She's clearly not trans.

I wouldn't make much of the fact that she was a woman either, at least not unless we get some actual hard evidence that DEI was relevant. The white male pilot supervising her, who we hear on the voice recordings, does not seem like he saw the plane either (he was probably looking at the wrong plane when ATC asked him if he had the CRJ in sight). And surely he's equally culpable for the fact that they were flying 100 feet too high.

Plus just the fact they "merely" needed to be a little bit lower while crossing the final approach of a civilian plane says a lot about the situation quite apart from the individual helo pilots.

https://www.telegraph.co.uk/world-news/2025/02/01/female-army-black-hawk-helicopter-named-washington-aircrash/

I haven't been following it but other than the comments here that's the only story I've seen about this, and The Telegraph isn't the kind of paper to shy away from reporting whether someone is trans.

From the pictures I think she’d be very much in the higher percentile of passing trans women if she was.

That doesn't suggest anything more than a fear that the family could be harassed if the identity is known.

They are likely correct. ATC advises PAT25 about the plane in its path, PAT25 acknowledges that he has the plane in sight and accepts visual separation.

It is likely (of course in time we'll know more) that PAT25 saw a different plane when it told ATC it had the traffic in sight.

Did ATC give a heading to signify which plane was in concern? Are they supposed to say something like "there is a plane in your path at your 1?"

There's a concept in reviewing events like this that there are typically multiple points of failure, and many things to change. There shouldn't be one single point of failure that could cause this, there are multiple things that went wrong here. (Even if the thing that went wrong here is, "not designing something with multiple points of failure".)

You can listen to the audio yourself :-)

No, they didn't give a heading, they just said "in your path, go under the CRJ"

And yes, in some sense, it's always swiss cheese, but in another valid sense there is a difference between failure of a primary safety mechanism and failure of a failsafe/mitigation.

All the news articles I've read state that air traffic control received no response from the helicopter when queried in the leadup to the crash, so that probably fuels the speculation.

This is wrong. Helicopter was communicating with tower. Tower was transmitting on VHF, and helicopter on UHF. There is no recording of helicopter yet because we only VHF ones now. Within a couple of days/weeks we’ll have recording including heli pilot responses.

The sober investigation is usually too late. First impressions matter.

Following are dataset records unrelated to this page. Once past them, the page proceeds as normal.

PR #1391, opened 2021-03-03
expand macro arguments

hfp:
Fixed GRID_PRAGMA_UNROLL(N) macro which needs one more macro expansion to populate final N-expression (e.g., GRID_PRAGMA_UNROLL(MAX_LP_OPTIMIZED + 1)).

Other:

* Avoid warnings about unused variables (due to __SPGLIB conditional compilation).
* Avoid warning about OUT dummy arg without assigned value (unused variable).

### DIFF
--- a/src/grid/common/grid_common.h
+++ b/src/grid/common/grid_common.h
@@ -8,11 +8,12 @@
 #define GRID_COMMON_H
 
 #define GRID_STRINGIFY(SYMBOL) #SYMBOL
+#define GRID_EXPAND(ARG) ARG
 
 #if defined(__GNUC__)
-#define GRID_PRAGMA_UNROLL(N) _Pragma(GRID_STRINGIFY(GCC unroll N))
+#define GRID_PRAGMA_UNROLL(N) _Pragma(GRID_STRINGIFY(GRID_EXPAND(GCC unroll N)))
 #else
-#define GRID_PRAGMA_UNROLL(N) _Pragma(GRID_STRINGIFY(unroll(N)))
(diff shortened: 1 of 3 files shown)


oschuett:
I also just opened #1390 to fix the build problems.

I don't think another macro expansion is needed because my `GRID_PRAGMA_UNROLL` macro does not itself contain any macros - unlike your [LIBXSMM_PRAGMA_UNROLL_N](https://github.com/hfp/libxsmm/blob/master/include/libxsmm_macros.h#L405).

hfp:
> I also just opened #1390 to fix the build problems.
> 
> I don't think another macro expansion is needed because my `GRID_PRAGMA_UNROLL` macro does not itself contain any macros - unlike your [LIBXSMM_PRAGMA_UNROLL_N](https://github.com/hfp/libxsmm/blob/master/include/libxsmm_macros.h#L405).

I tested this with GCC 9.3 and it solved it. I think you need to expand `N` (unroll level) which is not done my the stringification (but needs one more expansion).

hfp:
However, CI failure tells the story is not over and probably #1390 is more appropriate. Let me take the macro-"fix" out (or close this PR), and resend the two minor issues here as separate PR.

oschuett:
> I tested this with GCC 9.3 and it solved it.

I think, the [minimal](https://dashboard.cp2k.org/archive/minimal-sdbg/index.html) test fails because `-O0` does not propagate the constants aggressively enough. Hence, I switched from `const int` to a macro.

You saw a very similar phenomenon re: the Grenfell tower in London, which burnt down and killed many poor immigrants living in it: the final report (produced 2 years later) primarily blamed the companies who supplied inflammable cladding while secretly faking the standard fire-safety tests. But the initial publicity blamed the local council, because it was Conservative, and the council didn’t realise how much they needed a good PR game until a few days in, when it was far too late.